No evidence showed that using of low doses of vasopressin (0.04 U/min) increased PVR or PAP. On the contrary, Basic study showed that vasopressin could decrease PAP[5]. The results of this study suggested that no pulmonary artery pressure elevation after administration of vasopressin, instead, pulmonary artery pressure is relatively stable in vasopressin group perhaps due to the better-maintained systemic arterial pressure and less norepinephrine usage.

Patients undergoing CABG surgery are needed to maintain a slower heart rate to reduce myocardial oxygen consumption and facilitate the surgical procedure. Although CABG patients will have a slower heart rate during the anesthesia and operation because of pre-operative β-blockers and anesthetic agents, but the heart rate still inevitable increase during the surgery and anesthesiologist need to use the additional beta blockers. In this study, vasopressin group patients need less beta blockers but not in norepinephrine group patients. The reasons may be norepinephrine has positive inotropic and positive frequency effect and pulmonary pressure is relatively unstable.

Vasopressin, also known as antidiuretic hormone can reduce urine output. But this study did not indicate an obvious decreament in the urine output after treatment of vasopressin. Enough arterial pressure and cardiac output can assure enough kidney perfusion and result in maintained urine output. Antidiuretic hormone can enhance the kidney collecting duct re-absorption of H2O, leading to dilutional hyponatremia. Serum sodium and other electrolytes should be monitored during prolonged use of vasopressin.

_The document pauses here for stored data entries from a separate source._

PR #13963, opened 2023-10-12
perf: Avoid InterpEntry for BindingPropertyHelper.GetPropertyType()

ebariche:
## PR Type

- Perf

### <samp>🤖 Generated by Copilot at db14c4e</samp>

This pull request enhances the data binding system by optimizing the `GetPropertyType` method for faster and safer access to property types. It also removes some unused or redundant namespaces from the `BindingPropertyHelper.cs` file.

## PR Checklist

### DIFF
--- a/src/Uno.UI/DataBinding/BindingPropertyHelper.cs
+++ b/src/Uno.UI/DataBinding/BindingPropertyHelper.cs
@@ -6,12 +6,12 @@ using System.Collections.Generic;
 using System.Linq;
 using System.Text;
 
+using Uno.Collections;
 using Uno.Extensions;
 using Uno.Foundation.Logging;
 using System.Globalization;
 using System.Reflection;
-using Uno.UI.DataBinding;
-using Uno;
+
 using Windows.UI.Xaml;
 using System.Collections;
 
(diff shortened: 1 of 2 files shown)


src/Uno.UI/DataBinding/BindingPropertyHelper.cs
```diff
@@ -110,9 +110,9 @@ public static bool IsEvent(Type type, string property)
 
 		public static Type? GetPropertyType(Type type, string property, bool allowPrivateMembers)
 		{
-			var key = CachedTuple.Create(type, property, allowPrivateMembers);
+			var key = new GetPropertyTypeKey(type, property, allowPrivateMembers);
```
Youssef1313, line 113: Is this code path supposed to be executed only on the UI thread?
If so, I think we could change `GetPropertyTypeKey` to be mutable and have a static key, then we just mutate the existing key and use that for getting the value from the dictionary. This will make `GetPropertyType` not allocate a new `GetPropertyTypeKey` each time.

And also, if it's expected to be on UI thread only, I don't see why we need to lock below.

src/Uno.UI/DataBinding/BindingPropertyHelper.cs
```diff
@@ -1411,6 +1411,49 @@ private static object UnsetValueGetter(object unused)
...
+					{
+						return
+							k1._cachedHashcode == k2._cachedHashcode &&
+							k1._allowPrivateMembers == k2._allowPrivateMembers &&
+							k1._type == k2._type &&
+							k1._property == k2._property;
+
+					}
+
+					return false;
```
Youssef1313, line 1451:
```suggestion
					return x is null && y is null;
```

src/Uno.UI/DataBinding/BindingPropertyHelper.cs
jeromelaban: Yes, it's UI Thread only.

src/Uno.UI/DataBinding/BindingPropertyHelper.cs
```diff
@@ -1411,6 +1411,48 @@ private static object UnsetValueGetter(object unused)
 		/// <remarks>This method needs to be aligned with the symbols query in BindableTypeProvidersSourceGenerator.</remarks>
 		private static bool IsValidMetadataProviderType(Type type)
 			=> type.IsPublic && type.IsClass;
+
+		private class GetPropertyTypeKey
```
jeromelaban, line 1415: I think most of this should be a `readonly record struct` with only the hash caching part exposed.

Youssef1313: If we will follow https://github.com/unoplatform/uno/pull/13963#discussion_r1357153836 to reduce allocations of this class, then moving to a struct will re-introduce the allocations as boxing allocations since Hashtable deals with `object`s everywhere.

src/Uno.UI/DataBinding/BindingPropertyHelper.cs
ebariche: I was worried about multiple threads accessing this one, let's do it !

src/Uno.UI/DataBinding/BindingPropertyHelper.cs
ebariche: Also we wouldn't be able to mutate it.

src/Uno.UI/DataBinding/BindingPropertyHelper.cs
ebariche: We won't be inserting null keys so these branches can be avoided.

jeromelaban (approved):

In addition, it was generally believed that high blood pressure can lead to increased surgical drainage. But in this study vasopressin increased blood pressure without increasing the amount of bleeding volume. Some study demonstrated that the anti-diuretic hormone receptor has three subtypes, V1, V2 and V3 receptors. V2 receptor exciting can increase the concentration of plasma coagulation factor VII and vWF. Consequently, researchers have already proposed: for those patients with reduced plasma level of factor VIII and vWF such as hemophilia A and type I von Willebrand disease, anti-diuretic hormone should be administered during perioperative time[6].

Vasopressin can also cause a transient elevation in blood glucose and the mechanism is related to the liver glycogen catabolism by V1 receptor. We recommended that patients’ blood glucose should be monitored for prolonged use of vasopressin and those with diabetic mellitus[7].

In conclusion, vasopressin may be another choice to deal with hypotension during CABG surgeries.